I am trying to figure out how absolute errors of matrix elements in a real symmetric matrix propagate over to its eigenvalues.
My attempt:
Let $A$ be a real symmetric $n\times n$ matrix. Let $$\lambda_1 \geq \dots \geq \lambda_n$$ be its eigenvalues. We kan define the eigenvalues as functions of symmetric matrices, $\lambda_k(A) \quad \forall k=1,\dots, n$ since they are real and can be ordered. Assuming the eigenvalues are $C^1$, from Taylor's theorem one can make an error estimate for the eigenvalue $\lambda_k$ as function of the error of $A$: $$\left|\lambda_k(A+E) - \lambda_k(A)\right| \leq \sum_{i,j}\max_{c\in\langle0,1\rangle}\left|\frac{\partial\lambda_k}{\partial A_{ij}}(A+cE)\right|\left|\epsilon_{ij}\right| \leq \sum_{i,j}\max_{B}\left|\frac{\partial\lambda_k}{\partial A_{ij}}(B)\right|\left|\epsilon_{ij}\right|,$$ where $E=(\epsilon_{ij})_{ij}$ is a symmetric matrix of errors in $A$.
We have $\det(\lambda_k(A)I - A) = 0 \quad \forall \text{ real symmetric matrices }A$. Using the implicit function theorem and Jacobi's formula for derivative of determinant, I get$\DeclareMathOperator{\Tr}{Tr} \DeclareMathOperator{\Co}{Co}$ $$\frac{\partial\lambda_k}{\partial A_{ij}}(A) = \frac{1}{\Tr\Co(\lambda_kI-A)}\Co (\lambda_kI-A)_{ij},$$ where $\Co$ stands for cofactor matrix.

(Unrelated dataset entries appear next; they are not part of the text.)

PR #4956, opened 2024-07-09
[ENHANCEMENT] [MER-3294] User can create an account through a course enrollment link

manelli:
Add `Sign up` button in enrollment page.

User flow preview:

https://github.com/Simon-Initiative/oli-torus/assets/5324858/695d0478-8ab8-456e-ad31-7797b419beec

See: https://eliterate.atlassian.net/browse/MER-3294

### DIFF
--- a/lib/oli_web/templates/delivery/enroll.html.heex
+++ b/lib/oli_web/templates/delivery/enroll.html.heex
@@ -14,7 +14,7 @@
         </div>
       </div>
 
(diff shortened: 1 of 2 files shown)


Francisco-Castro (commented):
This looks like it's doing the job. Just a few suggestions:

- Would it be possible to add a test for this?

For $n=2$ $$\frac{\partial\lambda_k}{\partial A}(A) = \frac{1}{(\lambda_k-a_{11}) + (\lambda_k-a_{22})} \left[\begin{matrix} \lambda_k - a_{22} & a_{21} \\ a_{12} & \lambda_k - a_{22} \end{matrix}\right],$$ and since $\det(\lambda_k(A)I - A) = 0, \quad (\lambda_k-a_{11})(\lambda_k-a_{22}) = {a_{12}}^2.$ Using this, we get $$\begin{aligned} \left|\frac{\partial\lambda_k}{\partial A_{11}}(A)\right| &= \left|\frac{\lambda_k - a_{22}}{(\lambda_k-a_{11}) + (\lambda_k-a_{22})}\right| \leq 1 \\ \left|\frac{\partial\lambda_k}{\partial A_{12}}(A)\right| &= \left|\frac{\sqrt{(\lambda_k - a_{11})(\lambda_k - a_{22})}}{(\lambda_k-a_{11}) + (\lambda_k-a_{22})}\right| \leq \frac{1}{2} \\ \left|\frac{\partial\lambda_k}{\partial A_{22}}(A)\right| &= \left|\frac{\lambda_k - a_{11}}{(\lambda_k-a_{11}) + (\lambda_k-a_{22})}\right| \leq 1 \end{aligned}.$$ This means $\left|\lambda_k(A+E) - \lambda_k(A)\right| \leq \left|\epsilon_{11}\right|+\left|\epsilon_{12}\right|+\left|\epsilon_{22}\right|$. The error propagates linearly with prefactor one for symmetric $2\times2$ matrices.
How can I generalize this result to real symmetric matrices of arbitrary dimension?